El mismo es el caso de los países ricos. Pensemos en España. ¿Han cubierto los españoles todas sus aspiraciones? ¿Nadie quiere una casa o un coche mejores de los que tiene? ¿Nadie tiene compras postergadas, desde guitarras y zapatos hasta TV, móviles, libros o cafeteras? ¿Los empresarios no tienen en mente proyectos de inversión rentables listos para poner en práctica? La respuesta también es obvia. Hay muchísimo trabajo por hacer: todo el que se necesita para satisfacer el consumo y la inversión postergados por los españoles.
Si hay mucho trabajo por hacer, ¿por qué no se hace? Porque hay malas regulaciones que impiden trabajar, invertir, contratar y comerciar en la medida en que personas y empresas lo desean. En varios países hay, además, falta de seguridad jurídica e incluso de seguridad física, que también impiden que el trabajo necesario se ponga en marcha.
¿Cuántos empleos se crearían en España si los horarios comerciales fueran completamente libres? ¿Y si las cotizaciones sociales bajaran al 20%? ¿Cuántas personas más serían contratadas si se dejara a empresarios y trabajadores pactar con libertad las condiciones laborales? ¿Cuántos proyectos de inversión se pondrían en marcha si el Impuesto sobre Sociedades fuera del 15%? ¿Cuántos profesionales más podrían trabajar si los requisitos y costes de colegiación fueran menores? ¿Cuántos empleos se pierden por no apoyar con decisión que se explote el gas que hay en Burgos, Cantabria y otras provincias a través de la fractura hidráulica? ¿Cuántos empleos se pierden por prohibir los espectáculos taurinos en varias ciudades españolas? ¿Cuántos hoteles se podrían estar construyendo en Barcelona de no existir la "moratoria turística"?
Podría ocupar muchos folios con preguntas similares a las anteriores pero no es necesario para que se comprenda la idea central: el alto desempleo con el que convivimos los españoles desde hace 35 años es, en última instancia, una decisión política. O mejor dicho, la consecuencia de una serie de muchísimas pequeñas y grandes decisiones políticas. Decisiones que convergen en un hecho: la represión de la capacidad de creación de riqueza de los españoles.

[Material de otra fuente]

PR #306, opened 2019-01-09
Feature include task header in want to compute task a

shadeofblue:


golem_messages/datastructures/tasks.py
```diff
@@ -120,7 +120,7 @@ def sign_task(self, private_key: bytes) -> None:
     def verify(self, public_key: bytes) -> None:
```
dybi: please change the return type:
```suggestion
    def verify(self, public_key: bytes) -> None:
```
```suggestion
    def verify(self, public_key: bytes) -> bool:
```

golem_messages/factories/tasks.py
```diff
@@ -101,7 +163,18 @@ def task_id(
         if ttc.compute_task_def is None:
             return
 
-        ttc.compute_task_def['task_id'] = extracted or helpers.fake_golem_uuid(  # noqa pylint: disable=unsupported-assignment-operation
+        _task_id = None
+        try:
```
dybi: maybe: 
``` python
        with suppress(AttributeError):
            if ttc.requestor_id == \
                    ttc.want_to_compute_task.task_header.task_owner.key:
                _task_id = ttc.want_to_compute_task.task_header.task_id
```
instead? it's simpler/shorter

golem_messages/datastructures/tasks.py
jiivan: I disagree. The only interesting effect of this function is whether it raises or not.

golem_messages/datastructures/tasks.py
```diff
@@ -120,7 +120,7 @@ def sign_task(self, private_key: bytes) -> None:
...
         if self.signature is None:
             raise exceptions.InvalidSignature("No signature")
-        cryptography.ecdsa_verify(
+        return cryptography.ecdsa_verify(
```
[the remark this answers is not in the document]
shadeofblue: true, but on the other hand, it's natural to expect that value to be True in case the verification succeeds ... plus, I did that mostly for consistency with other `sign()` functions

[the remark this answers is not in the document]
jiivan: Diseases are also natural :) I would expect it to behave as declared in return type.

PR #308, opened 2019-01-11
Remove GetResource and ResourceList message

badb:
Information about resources should be included in ComputeTaskDef. Thanks to that we can:
1) Simplify the protocol
2) Add support for sending different resources for different subtasks, which will be necessary for future use cases.

### DIFF
--- a/golem_messages/message/tasks.py
+++ b/golem_messages/message/tasks.py
@@ -32,6 +32,7 @@ class ComputeTaskDef(datastructures.ValidatingDict, datastructures.FrozenDict):
         'short_description': '',
         'performance': 0,
         'docker_images': None,
+        'resources': [],
     }
 
     validate_task_id = functools.partial(
--- a/golem_messages/message/tasks.py
+++ b/golem_messages/message/tasks.py
@@ -443,15 +443,6 @@ class ReportComputedTask(TaskMessage):
     ] + base.Message.__slots__
 
 
-@library.register(TASK_MSG_BASE + 8)
-class GetResource(base.Message):
-    """Request a resource for a given task"""
-    __slots__ = [
-        'task_id',
-        'resource_header'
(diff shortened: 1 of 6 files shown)


golem_messages/message/tasks.py
```diff
@@ -293,6 +294,7 @@ class TaskToCompute(ConcentEnabled, TaskMessage):
         'size',  # the size of the resources zip file
```
Krigpl: You probably wanna remove this and the line above?

tests/message/test_tasks.py
```diff
@@ -109,6 +109,10 @@ def test_extra_data(self):
         self.assertTrue(extra_data['frames'])
         self.assertTrue(extra_data['output_format'])
 
+    def test_has_resources(self):
+        ctd = message.ComputeTaskDef()
```
jiivan:
```suggestion
        ctd = message.tasks.ComputeTaskDef()
```

jiivan: IMHO This method only tests whether `FrozenDict` works as expected. I think it's not necessary.

tests/message/test_tasks.py
```diff
@@ -348,6 +352,10 @@ def test_size_notint(self):
         with self.assertRaises(exceptions.FieldError):
             helpers.dump_and_load(ttc)
 
+    def test_resources_options(self):
+        ttc = factories.tasks.TaskToComputeFactory()
+        self.assertTrue(hasattr(ttc, 'resources_options'))
```
jiivan: IMHO this method only tests whether `messages.base.Message.load_slots()` works. It initializes all missing slots to `None`. I think it's not necessary to test this in this context.

golem_messages/message/tasks.py
Krigpl: Why not ?

PR #317, opened 2019-01-30
make `TaskHeader`'s string representation more useful

shadeofblue:


zakaprov:
Please add more tests.

Issue #320, opened 2019-02-14
Make tasks.WaitingForResults a task message


jiivan:
Add `task_to_compute` slot so `WaitingForResults` message so that it can be statelessly verified on provider's side.

In golem `TaskSession._react_to_waiting_for_results()` add:
```python
        if self.concent_service.available:
              concent_key = self.concent_service.variant['pubkey']
          else:
              concent_key = None
          msg.verify_owners(
              requestor_public_key=self.key_id,
              provider_public_ket=self.task_server.keys_auth.ecc.raw_pubkey,
              concent_public_key=concent_key,
          )
```

Alse remove setting `session.task_id` in `TaskServer.new_session_prepare()`

PR #321, opened 2019-02-15
WaitingForResults becomes a task message

jiivan:
fixes: #320 
complementary PR: https://github.com/golemfactory/golem/pull/3896

### DIFF
--- a/golem_messages/message/tasks.py
+++ b/golem_messages/message/tasks.py
@@ -561,8 +561,16 @@ class StartSessionResponse(base.Message):
 
 
 @library.register(TASK_MSG_BASE + 25)
-class WaitingForResults(base.Message):
-    __slots__ = base.Message.__slots__
+class WaitingForResults(TaskMessage):
+    TASK_ID_PROVIDERS = ('task_to_compute', )
+    EXPECTED_OWNERS = (TaskMessage.OWNER_CHOICES.requestor, )
+    MSG_SLOTS = {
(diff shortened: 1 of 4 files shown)


golem_messages/message/tasks.py
```diff
@@ -561,8 +561,16 @@ def __init__(self, conn_id=None, **kwargs):
 
 
 @library.register(TASK_MSG_BASE + 25)
-class WaitingForResults(base.Message):
-    __slots__ = base.Message.__slots__
+class WaitingForResults(TaskMessage):
+    TASK_ID_PROVIDERS = ('task_to_compute', )
+    EXPECTED_OWNERS = (TaskMessage.OWNER_CHOICES.requestor, )
+    MSG_SLOTS = {
+        'task_to_compute': base.MessageSlotDefinition(TaskToCompute),
```
Krigpl: Isn't `WaitingForResults` a reply to `WantToComputeTask`? Wouldn't it be clearer to include wtct instead?

jiivan: Then you won't get information for which task results requestor is waiting.

Krigpl: Then maybe include `ReportComputedTask` ?

jiivan: :) @shadeofblue edited #320 this morning and changed rtc to ttc. RTC won't always be available. WFR can happen anytime since subtask assignment.

PR #325, opened 2019-02-18
V2 to master

shadeofblue:


golem_messages/message/base.py
```diff
@@ -169,6 +169,10 @@ def __repr__(self):
             slots=slots_,
         )
 
+    @classmethod
```
jiivan: It could be a property. Then there would be no need to disable linters.

PR #336, opened 2019-04-15
Explicit provider ETH addr instead of derived from ETH pub key

tworec:
Provider ETH address used explicitly instead of a Provider's public key in WantToComputeTask

Resolves (partly) https://github.com/golemfactory/golem-unlimited/issues/217
complemetary to golemfactory/golem#4170


golem_messages/factories/tasks.py
```diff
@@ -23,9 +24,10 @@ class Meta:
     node_name = factory.Faker('name')
     provider_public_key = factory.LazyFunction(
         lambda: encode_key_id(cryptography.ECCx(None).raw_pubkey))
-    provider_ethereum_public_key = factory.SelfAttribute(
-        'provider_public_key'
-    )
+    provider_ethereum_address = factory.LazyFunction(
```
shadeofblue: @tworec please make sure it uses `provider_public_key` as the basis of the address and not a completely different key

golem_messages/message/tasks.py
```diff
@@ -234,31 +234,52 @@ def __init__(self, *args, **kwargs):
...
-                            # `golem-messages` should be intentionally agnostic
-                            # with regards to the contents of this field.
-
-        'provider_public_key',  # key used for msg signing and encryption
-        'provider_ethereum_public_key',  # used for transactions on blockchain
-        'task_header',  # TaskHeader, should be signed by requestor
+        'num_subtasks',
+        'concent_enabled',
+        'extra_data',
+        # TODO: `provider` prefix is redundant; all above fields refers Provider
```
shadeofblue: "explicit is better than implicit"

```suggestion
```

tworec: agreed, then lets consequently name all others with prefix `provider_`
this is even more valid in case of TTC, where some fields are from requestor and some from provider afaik

golem_messages/factories/tasks.py
tworec: this factory was wrong: `provider_public_key` has nothing to do with `provider_ethereum_public_key`, therefore  `provider_ethereum_address` shouldn't base on it also

golem_messages/message/tasks.py
```diff
@@ -234,31 +234,52 @@ def __init__(self, *args, **kwargs):
...
+        concent_enabled:    Provider's Concent status
+        extra_data:         additional required information about the Provider's
+                            environment. `golem-messages` should be
+                            intentionally agnostic with regards to the contents
+                            of this field.
+        provider_public_key:
+                            for signing and encryption
+        provider_ethereum_address:
+                            for transactions on ETH blockchain
+        task_header:        Demand; signed by a Requestor
```
shadeofblue: `TaskHeader` is a class name... so unless you're also planning to update the class name, please leave the "type hint" intact here... 

```suggestion
        task_header:        TaskHeader; a Demand signed by a Requestor
```

golem_messages/factories/tasks.py
```diff
@@ -23,9 +24,10 @@ class Meta:
...
+        lambda: to_checksum_address(
```
shadeofblue: @tworec you can now move on to use `pubkey_to_address` from `utils`

tests/datastructures/test_tasks.py
```diff
@@ -39,15 +39,15 @@ def test_validate_illegal_deadline(self):
         self.th_dict_repr['deadline'] = datetime.datetime.now()
         with self.assertRaisesRegex(
             exceptions.FieldError,
-            r"^Should be an integer \[deadline:datetime\.datetime\(.+\)\]$"
+            r"^Should be a integer \[deadline:datetime\.datetime\(.+\)\]$"
```
shadeofblue: an

tests/datastructures/test_tasks.py
```diff
@@ -39,15 +39,15 @@ def test_validate_illegal_deadline(self):
...
         ):
             dt_tasks.TaskHeader(**self.th_dict_repr)
 
     def test_validate_illegal_timeout(self):
         self.th_dict_repr['subtask_timeout'] = "abc"
         with self.assertRaisesRegex(
             exceptions.FieldError,
-            r"Should be an integer \[subtask_timeout:'abc'\]"
+            r"Should be a integer \[subtask_timeout:'abc'\]"
```
shadeofblue: an

tests/datastructures/test_tasks.py
```diff
@@ -87,7 +87,7 @@ def test_validate_subtasks_count_invalid_type(self):
         self.th_dict_repr['subtasks_count'] = None
         with self.assertRaisesRegex(
             exceptions.FieldError,
-            r"^Should be an integer \[subtasks_count:None\]$",
+            r"^Should be a integer \[subtasks_count:None\]$",
```
shadeofblue: an

tests/message/test_tasks.py
```diff
@@ -46,28 +46,70 @@ def test_extra_data(self):
...
+    def test_num_subtasks_more_than_1(self):
+        wtct = message.tasks.WantToComputeTask(num_subtasks=17)
+        self.assertEqual(wtct.num_subtasks, 17)
+
+    def test_num_subtasks_non_int_raises(self):
+        wtct = message.tasks.WantToComputeTask(num_subtasks=3.14)
+        serialized = shortcuts.dump(wtct, None, None)
+        with self.assertRaisesRegex(
+            exceptions.FieldError,
+            r"Should be a integer \[num_subtasks:3.14\]"
```
shadeofblue: an

golem_messages/factories/tasks.py
```diff
@@ -1,18 +1,19 @@
 # pylint: disable=too-few-public-methods,unnecessary-lambda
 import calendar
-from contextlib import suppress
 import datetime
 import time
 import typing
+from contextlib import suppress
```
jiivan: Why? Alphabetically it should be placed where it was before.

tworec: pycharm formatter sorted this way

golem_messages/factories/tasks.py
shadeofblue: @tworec I'll insist here ...

tests/message/test_tasks.py
```diff
@@ -48,17 +49,9 @@ def test_extra_data(self):
 
     def test_provider_ethereum_address_checksum(self):
         wtct = self.FACTORY()
-        self.assertTrue(wtct.provider_ethereum_public_key)
+        self.assertTrue(wtct.provider_ethereum_address)
         self.assertTrue(is_checksum_address(wtct.provider_ethereum_address))
 
-    def test_ethereum_address_provider(self):
```
shadeofblue: and pls, bring back this test here...

golem_messages/factories/tasks.py
tworec: ok

golem_messages/utils.py
```diff
@@ -2,17 +2,18 @@
...
+from eth_utils import to_checksum_address, keccak, hexstr_if_str
 
 from golem_messages import message
 
 
 def pubkey_to_address(pubkey: str) -> str:
     """
-    convert a hex-encoded pubkey into a checksummed address
+    convert pubkey into a checksummed address
+    pubkey might be hex str or bytes or int
```
Krigpl: No, we don't do that here. `pubkey` is a string, is typed as such and leave it this way.

tworec: why is that? can you provide some rationale?

Krigpl: throw-anything-as-an-argument-and-hope-for-the-best just doesn't seem like a maintainable approach. Easier to write and read code when you know the type of the variable.
Also better integration with tools like static analyzer.

tworec:
But this is how it works in eth lib used by us. Its a standard API.

P

pon., 13 maj 2019, 15:51 użytkownik Krigpl <notifications@github.com>
napisał:

golem_messages/utils.py
tworec: This is how it works in eth lib used by us here. Its a standard there. We support three types of input, not 'anything': string, hexstr and int.

It is usable in such a form but I can introduce dedicated params...

Krigpl: But we don't need to support three types. At this point almost everywhere we're working on strings. So just provide strings and that's it.

tworec: I needed it to support bytes representation and it seems to me I've found a pretty concise and effective way to achieve it. Much better, I think, that you can observe 5 lines below -- just expand this view and you'll see, that next util function already supports different types on the single input parameter.

This is "The Python Way":
* numpy/scipy [prominent example](https://docs.scipy.org/doc/numpy/user/basics.creation.html#converting-python-array-like-objects-to-numpy-arrays)
* pandas [here](https://pandas.pydata.org/pandas-docs/stable/reference/api/pandas.DataFrame.html)
* Web3 eth API [here](https://web3py.readthedocs.io/en/stable/web3.eth.html#web3.eth.Eth.sendTransaction)

One thing you've noticed is to be corrected -- the parameter type.

Krigpl: Python way is also writing unmaintainable and illegible code, doesn't mean we should follow that.
This is the first `Union` type hint in this repository - meaning, what I said earlier, we don't do that here. We should be consistent within the same project and this case is way too minor to break current conventions.

Krigpl: I don't approve this change but I have nothing else to add and am dismissing my review since this won't be resolved.

golem_messages/factories/datastructures/tasks.py
```diff
@@ -16,10 +17,7 @@ class Meta:
         model = dt_tasks.TaskHeader
         exclude = ('requestor_public_key', )
 
-    requestor_public_key = factory.LazyFunction(
-        lambda: encode_key_id(cryptography.ECCx(None).raw_pubkey)
-    )
```
jiivan: This should still be `LazyFunction` to get different pubkeys everytime.

tests/message/tasks/test_task_to_compute.py
```diff
@@ -6,20 +6,19 @@
...
 from golem_messages import shortcuts
-
 from golem_messages.datastructures import promissory
 from golem_messages.datastructures.tasks import TaskHeader
 from golem_messages.factories.datastructures.tasks import TaskHeaderFactory
+from golem_messages.factories.helpers import random_eth_pub_key
 from golem_messages.utils import encode_hex, decode_hex
-
 from tests.message import mixins, helpers
+import factory
```
jiivan: Why move this import?

tests/message/test_concents.py
```diff
@@ -1,21 +1,19 @@
 # pylint: disable=protected-access
-from datetime import datetime, timedelta
 import math
 import time
 import unittest
+from datetime import datetime, timedelta
```
jiivan: Now it's not in alphabetical order. I preferred previous ordering.

tests/message/tasks/test_task_to_compute.py
tworec: my pylint was complaining, reverting

tests/message/test_concents.py
tworec: made by pycharm import optimizator, reverting

golem_messages/factories/datastructures/tasks.py
tworec: done

Issue #331, opened 2019-04-08
Add provider's `concent_promissory_note` to `SubtaskResultsVerify`


shadeofblue:
* [x] depends on #328 
* [x] update factories

Issue #330, opened 2019-04-08
Implement promissory note validation


shadeofblue:
add a method to validate promissory notes to `PromissoryNoteMixin`

* [x] depends on: https://github.com/golemfactory/golem-messages/issues/328

Issue #329, opened 2019-04-08
Add `promissory_note` and `concent_promissory_note` to `TaskToCompute`


shadeofblue:
Both those flags should only be present and required if `TTC.concent_enabled` is `True`

`promissory_note` is based on the provider's address and
`concent_promissory_note` is based on the Concent address

* [x] Depends on: #328 
* [x] provide methods in the TTC factory to generate messages already containing the promissory notes or modify existing ones

Issue #328, opened 2019-04-08
Implement generation of promissory note signatures


shadeofblue:
* add `PromissoryNoteMessage` mixin

PR #338, opened 2019-04-23
add promissory notes to TaskToCompute and SubtaskResultsVerify

shadeofblue:
closes: https://github.com/golemfactory/golem-messages/issues/328
closes: https://github.com/golemfactory/golem-messages/issues/329
closes: https://github.com/golemfactory/golem-messages/issues/330
closes: https://github.com/golemfactory/golem-messages/issues/331

### DIFF
--- a/golem_messages/datastructures/promissory.py
+++ b/golem_messages/datastructures/promissory.py
@@ -81,7 +81,21 @@ class PromissoryNote:
         s = (signed_message['s']).to_bytes(32, byteorder='big')
         return PromissoryNoteSig(v, r, s)
 
-    def sig_valid(self, promissory_note_sig: PromissoryNoteSig) -> bool:
+    def sig_valid(self, promissory_note_sig: typing.Optional[tuple]) -> bool:
+        if not promissory_note_sig:
+            return False
+
+        try:
+            promissory_note_sig = PromissoryNoteSig(*promissory_note_sig)
+        except TypeError as e:
+            raise TypeError(
+                "The provided promissory note sig: `{}` has wrong type. "
+                "Must be a tuple with format: {}".format(
+                    promissory_note_sig,
+                    PromissoryNoteSig._field_types,
+                )
+            ) from e
+
         address_from = eth_account.Account.recoverHash(
             message_hash=self.hash,
             vrs=promissory_note_sig
--- a/golem_messages/datastructures/promissory.py
+++ b/golem_messages/datastructures/promissory.py
@@ -104,6 +104,11 @@ class PromissorySlotMixin:
 
     CONCENT_PROMISSORY_NOTE_SIG = 'concent_promissory_note_sig'
 
+    def get_concent_promissory_note(  # noqa pylint: disable=no-self-use
+            self, deposit_contract_address: str  # noqa pylint: disable=unused-argument
+    ) -> PromissoryNote:
+        raise NotImplementedError()
+
     def sign_concent_promissory_note(
             self,
             deposit_contract_address: str,
--- a/golem_messages/datastructures/promissory.py
+++ b/golem_messages/datastructures/promissory.py
@@ -100,6 +100,13 @@ class PromissoryNote:
 
 
 class PromissorySlotMixin:
+    """
+    Defines sign and verify methods for messages containing the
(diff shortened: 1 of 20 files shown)


golem_messages/datastructures/promissory.py
```diff
@@ -0,0 +1,128 @@
...
+    'PromissoryNoteSig',
+    [
+        ('v', int),
+        ('r', bytes),
+        ('s', bytes),
+    ]
+)
+
+
+class PromissoryNote:
```
jiivan: Maybe it's a case of `datastructures.Container`?

golem_messages/datastructures/promissory.py
```diff
@@ -0,0 +1,128 @@
...
+        signed_message = eth_account.account.Account.signHash(  # noqa pylint: disable=no-value-for-parameter, line-too-long;  # pylint can't make sense of eth_utils' `@combomethod` decorator
+            message_hash=self.hash,
+            private_key=privkey
+        )
+        v = signed_message['v']
+        r = (signed_message['r']).to_bytes(32, byteorder='big')
+        s = (signed_message['s']).to_bytes(32, byteorder='big')
+        return PromissoryNoteSig(v, r, s)
+
+    def sig_valid(self, promissory_note_sig: typing.Optional[tuple]) -> bool:
```
jiivan:
```suggestion
    def verify_signature(self, promissory_note_sig: typing.Optional[tuple]) -> bool:
```
As in `Message`

golem_messages/datastructures/promissory.py
```diff
@@ -0,0 +1,128 @@
...
+        if not promissory_note_sig:
+            return False
+
+        try:
+            promissory_note_sig = PromissoryNoteSig(*promissory_note_sig)
+        except TypeError as e:
+            raise TypeError(
```
jiivan: This won't be needed if inherited from `Container`

golem_messages/utils.py
```diff
@@ -2,9 +2,21 @@
 import copy
 from uuid import UUID
 
+from eth_utils import to_checksum_address
+from ethereum.utils import sha3
+
 from golem_messages import message
 
 
+def pubkey_to_address(pubkey: str) -> str:
```
tworec: there at least two available implementations of this available:
* in bitcoin that is already a dep for GM [src](https://github.com/vbuterin/pybitcointools/blob/aeb0a2bbb8bbfe421432d776c649650eaeb882a5/bitcoin/main.py#L450)
* in pyethereum [src](https://github.com/ethereum/pyethereum/blob/b704a5c6577863edc539a1ec3d2620a443b950fb/ethereum/utils.py#L119)

maybe you can use it...

Krigpl: Bitcoin implementation returns a Bitcoin address - not what we want
this pyethereum implementation that you linked returns an address of a contract that will be created, not something that applies here
Last time I checked there was no implementation of this kind, which is weird, but that's the case.

golem_messages/datastructures/promissory.py
shadeofblue: huh? it doesn't need to be serialized/deserialized...

golem_messages/datastructures/promissory.py
shadeofblue: meh, it's a different usage than in `Message` ... it doesn't need to be similar imvho

golem_messages/datastructures/promissory.py
shadeofblue: are we serious that we want to inherit a _tuple_ from a more complicated class? ... I'd rather leave it as is

golem_messages/utils.py
```diff
@@ -2,9 +2,21 @@
 import copy
 from uuid import UUID
 
+from eth_utils import to_checksum_address
+from ethereum.utils import sha3
```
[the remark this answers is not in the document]
shadeofblue: done

golem_messages/datastructures/promissory.py
jiivan: I mistakenly thought that it's about `PromissoryNote`. Sorry.

PR #343, opened 2019-05-14
+ `PromissoryNote.subtask_id_bytes` property

shadeofblue:


golem_messages/datastructures/promissory.py
```diff
@@ -55,13 +55,17 @@ def __repr__(self):
             f"amount: {self.amount}, subtask_id: {self.subtask_id}>"
         )
 
+    @property
+    def subtask_id_bytes(self):
```
Krigpl: type hint ?

shadeofblue: --'

PR #349, opened 2019-06-05
Added envrionment prerequisites dict to TaskHeader

Wiezzel:
This field is needed for the new refactored Golem environments.


shadeofblue:
@Wiezzel is there any default value that's required for the new field? if yes, please add it to the appropriate factory so that any tests depending on it have an easier time migrating, thank you :)

Wiezzel:
@shadeofblue Nope, for now the default value is `None`.

PR #937, opened 2019-02-16
PHP 7.1 Optimisations

Silic0nS0ldier:
There are numerous performance and usability improvements that simply were not possible under PHP 5.6. As we look ahead to UF 4.3 the hope is that this PR will serve as a spring board, so that when 4.2 stable is out we can hit the ground running.

Changes include;
- Increasing the minimum PHP version defined in `composer.json`.
- Removing PHP versions `5.6` and `7` from the Travis build matrix.
- Avoiding usage of `ClassMapper->staticMethod` in favour of working directly with the returned class name.


app/sprinkles/account/composer.json
```diff
@@ -13,8 +13,7 @@
     ],
     "require": {
         "birke/rememberme" : "^2.0",
-        "nikic/php-parser" : "^1",
-        "php": ">=5.6"
```
Silic0nS0ldier: what...

Silic0nS0ldier: Nevermind. Tricked myself. PHP requirement of internal sprinkles is determined by UF at the top level.

lcharette: This should probably removed, and only used in the master composer.json (unless a specific sprinkle requires a more higher PHP version)

PR #950, opened 2019-03-22
Correct welcome message in the italian locale

Poldovico:
I noticed the welcome message in Italian is using an incorrect variable for the user's name compared to the other locales, which resulted in the name not being displayed. This PR fixes that.


lcharette:
Thanks !

Issue #893, opened 2018-09-05
Download CSV filename error


SarahBaghdadi:
Hi all, the "Download CSV" feature generates a filename that doesn't open with my OS.  For example I downloaded the file:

No digo que se trate de un plan consciente. Cada una de esas decisiones, casi inocuas tomadas individualmente, apunta a proteger un interés particular. Quienes se benefician de cada una de ellas están dispuestos a defender sus particulares privilegios. Lo que no advierten es que, consideradas en conjunto, esas trabas conforman una telaraña que somete a la sociedad a un nivel de desempleo injusto e inmoral. Lo que acaba por perjudicar también a los mismos "privilegiados".
Tomar consciencia de que, como sociedad, nos estamos infligiendo un gran daño que podríamos evitar puede causarnos pesar. No es necesario detenerse en ello. Lo relevante es que, si lo entendemos y lo exigimos a nuestros representantes, podemos revertirlo.